Mr Mills said he and three others had started on a journey to save Griffith from decline three years ago and while they had listed a reduction in the volume of irrigation water as their top priority, phasing out carbendazim to save the Valencia industry was their second priority.
“In this election there are four groups with constructive plans for water, I am the only one trying to save Valencias,” he said.
Mr Mills said his strategy group had been hampered by three problems of which being ignored by politicians and the establishment was the first.
“I contested the State election in 2015 to get this into the open,” he said.
“Adrian Piccoli dodged me all the way so I wrote Is Australia a True Democracy? Volume One.
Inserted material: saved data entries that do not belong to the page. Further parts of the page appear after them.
PR #76872, opened 2025-01-22
Update runtime async spec

333fred:
Updates from the runtime side: https://github.com/dotnet/runtime/pull/110420.

### DIFF
--- a/docs/compilers/CSharp/Runtime Async Design.md
+++ b/docs/compilers/CSharp/Runtime Async Design.md
@@ -54,6 +54,8 @@ public static class RuntimeHelpers
 We presume the following `MethodImplOptions` bit is present. This is used to indicate to the JIT that it should generate an async state machine for the method. This bit is not allowed to be used manually on any method; it is added by the compiler
 to an `async` method.
 
+TODO: We may want to block directly calling `MethodImplOptions.Async` methods with non-`Task`/`ValueTask` return types.
+
 ```cs
 namespace System.Runtime.CompilerServices;
 
--- a/docs/compilers/CSharp/Runtime Async Design.md
+++ b/docs/compilers/CSharp/Runtime Async Design.md
@@ -697,7 +697,7 @@ _ = {
 }
 ```
 
-#### Implementor of INotifyCompletion
+##### Implementor of INotifyCompletion
 
 ```cs
 var c = new C();
--- a/docs/compilers/CSharp/Runtime Async Design.md
+++ b/docs/compilers/CSharp/Runtime Async Design.md
@@ -267,9 +267,6 @@ System.Runtime.CompilerServices.RuntimeHelpers.Await(local);
 
 #### Await local of concrete type `Task<T>`
 
-This strategy will also be used for `Task`-like types that are not `Task`, `ValueTask`, `Task<T>`, or `ValueTask<T>`, both in value form, and in direct method call form. We will use either `AwaitAwaiterFromRuntimeAsync` or
-`UnsafeAwaitAwaiterFromRuntimeAsync`, depending on the interface implemented by the custom awaitable.
-
 ```cs
 var local = M();
 var i = await local;
--- a/docs/compilers/CSharp/Runtime Async Design.md
+++ b/docs/compilers/CSharp/Runtime Async Design.md
@@ -27,20 +27,32 @@ We use the following helper APIs to indicate suspension points to the runtime, i
 ```cs
 namespace System.Runtime.CompilerServices;
 
-// These methods are used to await things that cannot use runtime async signature form
 // TODO: Clarify which of these should be preferred? Should we always emit the `Unsafe` version when awaiting something that implements `ICriticalNotifyCompletion`?
 namespace System.Runtime.CompilerServices;
 
 public static class RuntimeHelpers
 {
-    [RuntimeAsyncMethod]
+    // These methods are used to await things that cannot use the Await helpers below
+    [MethodImpl(MethodImplOptions.Async)]
     public static Task AwaitAwaiterFromRuntimeAsync<TAwaiter>(TAwaiter awaiter) where TAwaiter : INotifyCompletion;
-    [RuntimeAsyncMethod]
+    [MethodImpl(MethodImplOptions.Async)]
     public static Task UnsafeAwaitAwaiterFromRuntimeAsync<TAwaiter>(TAwaiter awaiter) where TAwaiter : ICriticalNotifyCompletion;
+
+    // These methods are used to directly await method calls
+    // TODO: Do we only use these when directly awaiting a method call, or do we always use these when a `Task` is awaited, even if that task is a local?
+    [MethodImpl(MethodImplOptions.Async)]
+    public static void Await(Task task);
+    [MethodImpl(MethodImplOptions.Async)]
+    public static T Await<T>(Task<T> task);
+    [MethodImpl(MethodImplOptions.Async)]
+    public static void Await(ValueTask task);
+    [MethodImpl(MethodImplOptions.Async)]
+    public static T Await<T>(ValueTask<T> task);
 }
 ```
 
-We presume the following `MethodImplOptions` bit is present. This is used to indicate to the JIT that it should generate an async state machine for the method.
+We presume the following `MethodImplOptions` bit is present. This is used to indicate to the JIT that it should generate an async state machine for the method. This bit is not allowed to be used manually on any method; it is added by the compiler
+to an `async` method.
 
 ```cs
 namespace System.Runtime.CompilerServices;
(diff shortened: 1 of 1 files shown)


333fred:
@jcouv @jakobbotsch @VSadov @agocke, this is the expected Roslyn code-gen side of the intrinsic method await version. Please give it a look!

docs/compilers/CSharp/Runtime Async Design.md
```diff
@@ -27,20 +27,32 @@ We use the following helper APIs to indicate suspension points to the runtime, i
...
+    [MethodImpl(MethodImplOptions.Async)]
+    public static void Await(ValueTask task);
+    [MethodImpl(MethodImplOptions.Async)]
+    public static T Await<T>(ValueTask<T> task);
 }
 ```
 
-We presume the following `MethodImplOptions` bit is present. This is used to indicate to the JIT that it should generate an async state machine for the method.
+We presume the following `MethodImplOptions` bit is present. This is used to indicate to the JIT that it should generate an async state machine for the method. This bit is not allowed to be used manually on any method; it is added by the compiler
+to an `async` method.
```
jcouv, line 55: Do you want to add a note for the rule Andy proposed yesterday (method marked with MethodImpl.Async and not returning a Task may not be invoked in user code)?

jcouv (approved):

docs/compilers/CSharp/Runtime Async Design.md
```diff
@@ -27,20 +27,32 @@ We use the following helper APIs to indicate suspension points to the runtime, i
...
 
 public static class RuntimeHelpers
 {
-    [RuntimeAsyncMethod]
+    // These methods are used to await things that cannot use the Await helpers below
+    [MethodImpl(MethodImplOptions.Async)]
     public static Task AwaitAwaiterFromRuntimeAsync<TAwaiter>(TAwaiter awaiter) where TAwaiter : INotifyCompletion;
-    [RuntimeAsyncMethod]
+    [MethodImpl(MethodImplOptions.Async)]
     public static Task UnsafeAwaitAwaiterFromRuntimeAsync<TAwaiter>(TAwaiter awaiter) where TAwaiter : ICriticalNotifyCompletion;
```
jakobbotsch, line 39: I think it is most natural for these to be void returning, similar to the intrinsic Await helpers below.

docs/compilers/CSharp/Runtime Async Design.md
```diff
@@ -27,20 +27,32 @@ We use the following helper APIs to indicate suspension points to the runtime, i
...
+
+    // These methods are used to directly await method calls
+    // TODO: Do we only use these when directly awaiting a method call, or do we always use these when a `Task` is awaited, even if that task is a local?
```
jakobbotsch, line 42: It's up to you. `Await` will result in smaller IL over expanding the awaiter based pattern and using `AwaitAwaiterFromRuntimeAsync`.

docs/compilers/CSharp/Runtime Async Design.md
```diff
@@ -27,20 +27,32 @@ We use the following helper APIs to indicate suspension points to the runtime, i
...
+    [MethodImpl(MethodImplOptions.Async)]
+    public static void Await(Task task);
+    [MethodImpl(MethodImplOptions.Async)]
+    public static T Await<T>(Task<T> task);
+    [MethodImpl(MethodImplOptions.Async)]
+    public static void Await(ValueTask task);
+    [MethodImpl(MethodImplOptions.Async)]
+    public static T Await<T>(ValueTask<T> task);
```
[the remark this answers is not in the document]
jakobbotsch: If we are worried about users manually adding calls to these functions then I wonder if we should just mark them `Obsolete` with `error = true` in metadata?

docs/compilers/CSharp/Runtime Async Design.md
333fred: I missed that Andy had updated these signatures as well in his PR, I'll update this side.

docs/compilers/CSharp/Runtime Async Design.md
333fred: It's mainly a question for y'all :laughing:. If you're ok with the pattern being directly calling `Await`, I'm good with it as well.

docs/compilers/CSharp/Runtime Async Design.md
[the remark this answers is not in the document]
333fred: We talked about potentially having the compiler automatically apply `CompilerFeatureRequiredAttribute` when it sees the implementation of these methods in corelib. As to the methodimpl, I'm just copying the signature from the runtime spec; the runtime spec should be treated as the canonical definition of these methods, and any discrepancies should mean that Roslyn probably needs to catch up to something.

docs/compilers/CSharp/Runtime Async Design.md
jakobbotsch: I don't think there will be a difference perf wise (well, if there is it should be on the JIT to optimize it), so I think going with the smaller IL expansion is preferable.

docs/compilers/CSharp/Runtime Async Design.md
```diff
@@ -301,23 +314,44 @@ class C
 }
 ```
 
+Translated C#:
+
+```cs
+System.Runtime.CompilerServices.RuntimeHelpers.Await(C.M<Task>());
```
333fred, line 320: @jakobbotsch @VSadov is it going to complicate the JIT's pattern matching significantly if we use this approach for generic methods like this? In the old specialized call version, we would have needed go to through `UnsafeAwaitAwaiterFromRuntimeAsync`, but since this now just appears to be `Task`-returning method, I'm hoping we can keep IL size down and just call `Await`.

docs/compilers/CSharp/Runtime Async Design.md
```diff
@@ -255,38 +284,22 @@ Translated C#:
...
-var i =
-{
-    var awaiter = local.GetAwaiter();
-    if (!awaiter.IsComplete)
-    {
-        /* Runtime-Async Call */ System.Runtime.CompilerServices.RuntimeHelpers.AwaitAwaiterFromRuntimeAsync<System.Runtime.CompilerServices.TaskAwaiter>(awaiter);
-    }
-    awaiter.GetResult()
-};
+var i = System.Runtime.CompilerServices.RuntimeHelpers.Await<int>(local);
```
jcouv, line 287: The paragraph above still mentions `AwaitAwaiterFromRuntimeAsync` and `UnsafeAwaitAwaiterFromRuntimeAsync`. Can you clarify when we use those vs. `Await`/`Await<T>`?

docs/compilers/CSharp/Runtime Async Design.md
jakobbotsch: I think you should be fine to use `Await` in these situations. It is up to the runtime/JIT to recognize when it will be unable to optimize.

docs/compilers/CSharp/Runtime Async Design.md
```diff
@@ -301,23 +311,44 @@ class C
 }
 ```
 
+Translated C#:
```
jcouv, line 314: Could we reduce the number of sections by removing the now unnecessary distinction between awaiting a call and awaiting a local? We could have a single case for awaiting an expression of type Task/Task<T>/ValueTask/ValueTask<T>.

docs/compilers/CSharp/Runtime Async Design.md
VSadov: Yes. The details of how some methods get special sibling/variant methods (and some do not) is now irrelevant from the public API point. It makes sense to allow to use `Await` with anything that returns `Task`/`ValueTask`. 

JIT will sort it out what can be optimized.

docs/compilers/CSharp/Runtime Async Design.md
```diff
@@ -515,36 +602,152 @@ Translated C#:
...
+    IL_0013: ldloc.0
+    IL_0014: call void [System.Runtime]System.Runtime.CompilerServices.RuntimeHelpers::UnsafeAwaitAwaiterFromRuntimeAsync<class C/Awaiter>(!!0)
+
+    IL_0019: ldloc.0
+    IL_001a: callvirt instance void C/Awaiter::GetResult()
+    IL_001f: ret
+}
+```
+
+#### Implementor of INotifyCompletion
```
jcouv, line 700: >#### [](http://example.com/codeflow?start=0&length=4)

nit: should be one more indent to match previous section?

jcouv (approved):

docs/compilers/CSharp/Runtime Async Design.md
333fred:
```suggestion
##### Implementor of INotifyCompletion
```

Now Sussan Ley is dodging me.”
Mr Mills said an inability to get help to put a monetary value on the cost to farmers and the community as Valencia oranges are bulldozed was his second problem.
“I asked citrus industry people and organisations for tonnage estimates without success,” he said.
“I wrote to some accounting firms for monetary estimates based on my tonnage estimates without even getting a response.”
He said the third problem was an inability to get anyone to discuss his evidence.
“I can quote the page number and the sentence which I believe provides the evidence which can be used to convince the AFP of the bribery which I firmly believe has cost this community perhaps billions of dollars,” he said.
Mr Mills said the bribery was a key point of his plans to save the industry and arrived during the Senate Inquiry into Citrus held in Griffith on July 3, 2013.
He says a letter written to Senator Nick Xenophon by the Catherine King tated orange juice concentrate containing any level of the fungicide would not be permitted to be imported into Australia after April 2012.
“If that had been legislated, my contention is that many farmers who went to the wall or just gave up could have been profitably farming today,” he said.
“My contention is that Bill Heffernan and his six senators failed in their task so I wrote WHODUNNIT The Last Nail in the Coffin of the Citrus Family Farm.
“In it I describe how I believe that bribery involving two multinationals caused the very logical aim to never go to legislation.
“I made a presentation to the Australian Federal Police who said that my accusation could not be accepted at present but they would keep my reference number open.
“In our three years our group has been unable to get a Valencia orange grower to have meetings where we can record notes. We wonder whether no one cares or is it that no one wants to have their names recorded for fear of repercussions.”